Monday, February 08, 2021

Aristotle and Fear

"I will not have a man on my boat," said Starbuck, "who does not fear a whale." (Chapter 26) Ishmael later declares that a comrade who does not have fear is more dangerous than a coward. The idea is that those who have no fear are prone to be reckless, endangering those around them. Sort of like the last verse of this song



I wrote a song nearly as bad as this in the 1960s, BTW, not intending any satire.

I am not any expert on courage and fear, so I offer not insights.  What occurred to me was first Aristotle's doctrine that an appropriate fear was a good thing. He seemed to regard courage as a tool to be applied under wisdom. In Moby Dick, one would be crazy not to fear a whale, or to fear the dangers of the sea, or to fear what could happen under a captain gone mad. The doctrine of Just War in the Roman confession includes a reasonable expectation of success, or leaders are subjecting their poor soldiers to pointless death.  On an individual or even small group level it may be different.   Sacrifice in a (seemingly) hopeless cause may be more justified in such situations because it is an example, a demonstration, of what we cannot stop doing else we become lesser people. Again, I am no expert. 

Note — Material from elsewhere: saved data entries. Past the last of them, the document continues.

PR #353, opened 2023-10-03
Test on Python 3.12

cclauss:
https://www.python.org/downloads/release/python-3120/

### DIFF
--- a/.github/workflows/main.yml
+++ b/.github/workflows/main.yml
@@ -10,16 +10,16 @@ jobs:
     runs-on: ${{ matrix.os }}
     strategy:
       matrix:
-        python-version: [3.7, 3.8, 3.9, "3.10", "3.11"]
+        python-version: [3.7, 3.8, 3.9, "3.10", "3.11", "3.12"]
         os: ["macOS-latest", "ubuntu-latest", "windows-latest"]
     steps:
-      - uses: actions/checkout@v2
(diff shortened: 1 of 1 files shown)


mtreinish:
I think the failures in tests here are because testtools isn't compatible with Python 3.12. This PR: https://github.com/testing-cabal/testtools/pull/353 fixes it on main, but it hasn't been released yet.

jcapiitao:
The patch can be rebased as testtools is now availalble for Python3.12 since 2.7.0 [1]

[1] https://pypi.org/project/testtools/2.7.0/

mtreinish (approved):

jcapiitao:
Thank you guys, do you plan to issue a new release supporting py3.12 soon ? No pressure, just wondering

mtreinish:
We can push out a quick bugfix release if needed, but there weren't any code changes associated with this PR. So the bugfix would just be package metadata. This PR was just adding the 3.12 testing to CI, I believe the 4.1.0 release should be 3.12 compatible. We were blocked on testing in CI before because our upstream dependencies weren't 3.12 compatible in a release yet. But now that's been solved installing 4.1.0 should work. If it doesn't definitely open an issue and we can quickly push out 4.1.1

jcapiitao:
Great, thank you @mtreinish  :+1:

PR #359, opened 2024-01-29
Remove Python 3.7 support

kajinamit:
Python 3.7 already reached its EOL on 2023-06-27[1].

[1] https://devguide.python.org/versions/


mtreinish (approved):
LGTM, we tend to support a python version past the eol date a bit so people can still test code as they migrate to a newer version. But I agree it's been long enough now. Thanks for doing this.

PR #373, opened 2025-04-20
Modernize Python packaging

mtreinish:
Recently we attempted to release stestr 4.2.0 but were blocked because of how PBR was embedding the README file in the package metadata for the sdist was triggering a failure in the metadata checks before the package upload. After fiddling with the formatting this came down to how PBR was indenting the files for upload. Since stestr was originally created the python packaging ecosystem has made a lot of progress and the advantage of PBR (package metadata as static config) isn't really unique anymore and doing this directly via official PyPA maintained tools is now an option. This commit updates the python packaging to move away from using PBR and switches to use flit instead. It removes the setup.py and setup.cfg files and instead relies on the pyproject.toml file for all the package metadata. The only downside with this approach is PBR would hook into git to determine the version number automatically, but flit doesn't have this capability so now the version number must be set manually. Given the low level of activity on stestr development now this is probably fine, but it's something to keep in mind.


masayukig (approved):
thanks for updating! lgtm

PR #376, opened 2025-06-10
Remove support for Python 3.8

kajinamit:
Python 3.8 already reached its EOL on 2024-10-07 [1].

[1] https://devguide.python.org/versions/


mtreinish (approved):
LGTM thanks for doing this

PR #383, opened 2026-05-10
Bump github actions

kajinamit:
Some of these are deprecated because they are dependent on old nodejs version.


mtreinish (approved):
LGTM, thanks for doing this. This is also a good reminder that we probably should setup dependabot to automate this in the future.

PR #147, opened 2026-08-10
Reduce data cache pressure in dec_digits especially if num_bits is 32 (float type) and optimize algorithms in SSE patch, also it fix many compilation issues when different compilers.

IRainman:
This is an additional for #133


IRainman:
I do not have a macOS or ARM machine. Can you @vitaut please help me? Or I incorrectly understand, and the problem is not inmy code now?

IRainman (commented):
Now the test should work, and the building works fine.

IRainman (commented):
I guess it is. Now I want feedback and recommendations.

vitaut:
Thanks for the PR but I don't think it's ready for review because it combines too many unrelated changes. Please split into small self-contained changes with clear motivation and backed benchmark results for optimizations.

PR #148, opened 2026-08-25
Allow building with older gcc

patrickbkr:
This change fixes zmij to build on older gcc. Without this patch it fails to build on at least gcc 6.3.0 and 5.3.1. This is the error:

    zmij.c:1118:42: error: initializer element is not constant
    #define ZMIJ_SPLAT64(x) {(long long)(x), (long long)(x)}
                                             ^


vitaut:
Thank you

PR #149, opened 2026-08-26
Add minimal CMake install support

miyanyan:
~~Also added cmake options to control examples and tests, default ON~~

### DIFF
--- a/CMakeLists.txt
+++ b/CMakeLists.txt
@@ -1,12 +1,17 @@
 cmake_minimum_required(VERSION 3.16)
 project(zmij CXX C)
 
+include(GNUInstallDirs)
+
 set(ZMIJ_STANDARD cxx_std_14)
 
 option(ZMIJ_USE_SIMD "Use SIMD instructions" ON)
 
 add_library(zmij zmij.cc zmij.h)
-target_include_directories(zmij PUBLIC .)
+add_library(zmij::zmij ALIAS zmij)
+target_include_directories(
+  zmij PUBLIC $<BUILD_INTERFACE:${CMAKE_CURRENT_SOURCE_DIR}>
+              $<INSTALL_INTERFACE:${CMAKE_INSTALL_INCLUDEDIR}>)
 target_compile_features(zmij PRIVATE ${ZMIJ_STANDARD})
 if (NOT ZMIJ_USE_SIMD)
   target_compile_definitions(zmij PRIVATE "ZMIJ_USE_SIMD=0")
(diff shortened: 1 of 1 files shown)


CMakeLists.txt
```diff
@@ -4,16 +4,33 @@ project(zmij CXX C)
...
+if (ZMIJ_BUILD_TESTS)
+  set(CMAKE_CTEST_ARGUMENTS "--output-on-failure")
+  enable_testing()
+  add_subdirectory(test)
+endif ()
 
-set(CMAKE_CTEST_ARGUMENTS "--output-on-failure")
-enable_testing()
-add_subdirectory(test)
+install(TARGETS zmij EXPORT zmij-targets ARCHIVE DESTINATION lib)
```
vitaut: `ARCHIVE DESTINATION` won't work for the shared library and is redundant for static library, let's remove.

CMakeLists.txt
```diff
@@ -4,16 +4,33 @@ project(zmij CXX C)
...
+install(FILES zmij.h zmij-to-chars.h DESTINATION include)
```
vitaut: `include` -> `${CMAKE_INSTALL_INCLUDEDIR}`

CMakeLists.txt
```diff
@@ -4,16 +4,33 @@ project(zmij CXX C)
...
+install(
+  EXPORT zmij-targets
+  FILE zmij-config.cmake
+  NAMESPACE zmij::
+  DESTINATION share/zmij)
```
vitaut: `share/zmij` -> `${CMAKE_INSTALL_LIBDIR}/cmake/zmij`

CMakeLists.txt
```diff
@@ -4,16 +4,33 @@ project(zmij CXX C)
 set(ZMIJ_STANDARD cxx_std_14)
 
 option(ZMIJ_USE_SIMD "Use SIMD instructions" ON)
+option(ZMIJ_BUILD_EXAMPLE "Build the example" ON)
+option(ZMIJ_BUILD_TESTS "Build the tests" ON)
```
vitaut: This seems unrelated to installation, let's remove.

vitaut (changes requested):
Thanks for the PR.

CMakeLists.txt
miyanyan: I will open another pr to add these options, then I can add zmij to vcpkg

vitaut (approved):

vitaut:
Merged, thank you!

Yet this in turn reminded of one of CS Lewis's initial points in The Abolition of Man. He specifically countered the ideas in what he called "The Green Book" that to find a waterfall sublime is merely subjective, an unfortunate emotionalism that should be ruthlessly stamped out among English schoolchildren in the 1940s. Lewis found this deeply wrong. There are appropriate responses to many things, which can be called "merely subjective" only by torturing the meaning of the phrase. However much we burrow down and say that "beauty" is only a downstream effect of our preferring symmetry because it signified better health and better breeding potential, no one actually acts as if this is true.  The men who say such things still have strong preferences, only somewhat malleable, of what "beauty" in a woman (or a building, or a song, or a pottery design is. 

Fear of a whale when you are in a small whaling vessel with even smaller dinghies in order to land a harpoon in such a beast would seem to be an excellent example of why Lewis (and Aristotle, and Starbuck, and Ishmael) was right and the mid-20th C progressive idea was not only wrong, but rather stupid.

2 comments:

Grim said...

The relevant section is EN 3.7ff. I often reflect on what he terms ‘the nameless vice of the Celts,’ and how you’d distinguish it from courage.

Assistant Village Idiot said...

It might be one of those convenient conjugations, like "I am principled, you a re stubborn, he is pig-headed." In this case it would be "We are courageous, you are reckless, they are inhuman monsters."